液体原料として、不純物を含むアクリル酸を使用した。まず、冷媒として2℃の30重量%のエタノール水溶液を用いて、厚さが10mmの結晶層を成長させた後、アクリル酸の循環を停止して、5分間静置した。ついでエタノール水溶液を14℃に加熱して、15分間発汗操作を行った。さらにエタノール水溶液を25℃に加熱するとともに、結晶の融液を25℃に加熱して結晶表面に循環流下して、融解処理を行った。結晶が完全に融解するまでに要した時間は20分であり、区画ごとの融解時間は、ほとんど差がなかった。また、晶析、静置、発汗、融解の全工程を通して、結晶の剥離、脱落は起こらなかった。
【0082】
実験例2
実験装置として、5つの区画のうち、区画2のみに腕状体の突状部を設置した以外は実験例1と同じ装置を用いて、同様な操作を行った。
区画1の結晶は晶析後の静置時に結晶の上面が剥れ、融解時にこの剥れた部分がちぎれて底部まで落下した。
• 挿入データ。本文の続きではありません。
Issue #1805, opened 2020-05-18
Add unit test: surface.get_losses()


MyreMylar:
This function needs a unit test.

[Guide to how to contribute to an open source project on GitHub.](https://github.com/firstcontributions/first-contributions)
[Draft guide on how to write a unit test for pygame](http://renesd.blogspot.com/2019/11/draft-2-of-lets-write-unit-test.html)

**Test stub:** https://github.com/pygame/pygame/blob/master/test/surface_test.py#L1028-L1040
**Docs:** https://www.pygame.org/docs/ref/surface.html#pygame.Surface.get_losses
**Code to be tested:** https://github.com/pygame/pygame/blob/master/src_c/surface.c#L2747-L2894

Reminisque:
May I work on this issue?

MyreMylar:
Absolutely.

Reminisque:
I've looked through the documentation for the function and the associated SDL objects such as `SDL_Surface` and `SDL_PixelFormat`, but I'm not entirely clear how everything works. 

From what I could understand of the docs on masks, shifts, and losses the values in mask are for getting the bits for a specific color component (R or G or B or A) from a pixel's color value with length equal to the depth passed to the `pygame.Surface` object it belongs to, the values in shifts are the number of bits to the right of the corresponding component, and losses is the number of left shifts needed to make the component 8-bit after using the mask to isolate the bits and shifts to bring those bits all the way to the right. Also each of these are already set when creating a new instance of `pygame.Surface` depending on the depth set. 

I noticed that after playing around with the `set_masks` and `set_shifts` the losses do not change. What happens if someone changes the mask and shift values for one of the color components so that it ends up having a length larger than 8 bits after being isolated, shifted to the right, and shifted to the left? I also found that for an 8-bit depth, the masks show that the number of bits assigned is in a 2-3-2-0 configuration which only adds up to 7 bits and only 2 bits are used for red. I only just started learning more about color depth since starting this issue, so I am not sure if this is intentional since I read on wikipedia that its normally 3-3-2 for RGB.

Are there any other functions for `pygame.Surface` that I would have to consider beisdes those metnioned above? I'm thinking I might need some cases regarding alpha, but would it only be through me setting the alpha masks when creating the surface and not through `set_alpha`? It didn't change masks, shifts, or losses after setting it with the set function.

[...]

PR #2020, opened 2020-07-21
Add unit test for surface.get_losses

Reminisque:
This pull request addresses issue #1805.

I tested standard color depths from 8-bit to 32-bit. For 8-bit, the default mask was 2 bits for red, 3 bits for green, 2 bits for blue, and no bits for alpha. I only looked up color depths after starting this issue so please feel free to correct me if I am wrong, but is it supposed to be missing a bit for red? On wikipedia it had said the usual configuration is 3 bits for red and green and 2 bits for blue. As for 32-bit the default mask does not include bits for alpha, so I added another 32-bit depth surface with an included alpha mask.

Are there any test cases that I may be missing?


Reminisque:
I am getting this error in CI:
```
  File "/home/travis/virtualenv/python2.7.15/lib/python2.7/site-packages/pygame-2.0.0.dev11-py2.7-linux-x86_64.egg/pygame/tests/surface_test.py", line 1272, in test_get_losses
    self.assertEqual(surf_8bit.get_losses(), (6, 5, 6, 8))
AssertionError: Tuples differ: (8, 8, 8, 8) != (6, 5, 6, 8)
First differing element 0:
8
6
- (8, 8, 8, 8)
?  ^  ^  ^
+ (6, 5, 6, 8)
?  ^  ^  ^
```
It was my mistake to assume that the losses will be the same for for a given color depth on all systems. However, I am unsure how to find out what losses I'll be given except when passing my own masks when creating a new Surface.

MyreMylar:
> I tested standard color depths from 8-bit to 32-bit. For 8-bit, the default mask was 2 bits for red, 3 bits for green, 2 bits for blue, and no bits for alpha.

7 bits smacks of leaving space for 1 bit alpha to me (opaque or transparent) but since you said no alpha I may be wrong. Perhaps pygame uses 7 bits for colour to make it easy to transition from 8 bit without alpha to 8-bit with alpha with no colour alteration.

> It was my mistake to assume that the losses will be the same for for a given color depth on all systems. However, I am unsure how to find out what losses I'll be given except when passing my own masks when creating a new Surface. Should I pass a mask for all surfaces, except the one with no depth parameter as that one seems to work fine?

656 is another one of those compressed colour formats a bit like the old DXT that used to be popular. 

If the losses are different on CI compared to local I suspect you can figure out what the losses are likely to be from the colour format of the default display surface (returned from `set_mode()`)? I recall that mapped colours have to do with the display surface and that this is different between CI and most local configurations.

Perhaps also try setting the display driver to 'dummy' locally and see if you can reproduce the behaviour. I'll have a poke at that myself.

Reminisque:
```
surf_set_mode = pygame.display.set_mode((100, 100))
surf_default = pygame.Surface((100, 100))
surf_8bit = pygame.Surface((100, 100), depth=8)
surf_8bit_332 = pygame.Surface((100, 100), depth=8, masks=rgba8)
surf_15bit = pygame.Surface((100, 100), depth=15)
surf_16bit = pygame.Surface((100, 100), depth=16)
surf_24bit = pygame.Surface((100, 100), depth=24)
surf_32bit_rgb = pygame.Surface((100, 100), depth=32)
surf_32bit_rgba = pygame.Surface((100, 100), depth=32, masks=rgba32)

print(surf.get_losses())
print(surf_default.get_losses())
print(surf_8bit.get_losses())
print(surf_8bit_332.get_losses())
print(surf_15bit.get_losses())
            print(surf_16bit.get_losses())
            print(surf_24bit.get_losses())
            print(surf_32bit_rgb.get_losses())
            print(surf_32bit_rgba.get_losses())
```

Reminisque:
Is there a way to print out values in CI? I tried to see what losses I am getting in the CI, but am unable to get any output from the print statements I added to the test. The losses seem to be different from what I get locally with the video driver set to dummy, but I can only tell when a test fails so I would only get test output per commit.

Also it seems that alphas aren't valid for 8-bit and 15-bit. I tried to put 1 bit for alpha by removing 1 bit from blue to keep the depth the same, but it only worked locally. I haven't tried 32-bit yet on the CI, since it's one of the last tests and the failures come before it.

Reminisque:
I got the losses to work. Only the 8-bit depth surface with no masks given is returning losses of 8 bits for all color components. Every other surface is returning losses that match what I get locally without setting the driver to dummy.

test/surface_test.py
```diff
@@ -1240,19 +1239,55 @@ def todo_test_get_locks(self):
...
+            elif (display_surf.get_losses() == (8, 8, 8, 8)):
+                self.assertEqual(losses, (8, 8, 8, 8))
+
+            self.assertEqual(surf_8bit.get_losses(), (5, 5, 6, 8))
+            self.assertEqual(surf_15bit.get_losses(), (3, 3, 3, 8))
+            self.assertEqual(surf_16bit.get_losses(), (3, 2, 3, 8))
+            self.assertEqual(surf_24bit.get_losses(), (0, 0, 0, 8))
+            self.assertEqual(surf_32bit.get_losses(), (0, 0, 0, 0))
+            
+            # Method should fail when display is not intialized
```
MyreMylar, line 1284: A small typo here in the word initialized/initialised.

MyreMylar (changes requested):
Overall it looks good, test passes locally for me and it all makes sense I'll approve it with the small typo fixed.

Reminisque:
I've added fixes for the typo and the extra parentheses. Looks like a bit of javascript syntax got mixed in while I was working on it.

Is it okay for the appveyor check to fail? I looked at what the error message, but there wasn't any indication that it was an error being raised during testing. I think it was a 403 HTTP error code.

MyreMylar (approved):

区画3の結晶は融解時に結晶中央部が剥れ、晶析板から離れたために、結晶中央部が白濁したように見えることが確認された。区画5の結晶は、発汗時に結晶の上部が剥れ、融解時には全体が剥離して装置前面の塩化ビニル板に倒れた。突状部を設置した区画2、および設置しなかった区画4の結晶は、全工程で剥離、脱落することがなかった。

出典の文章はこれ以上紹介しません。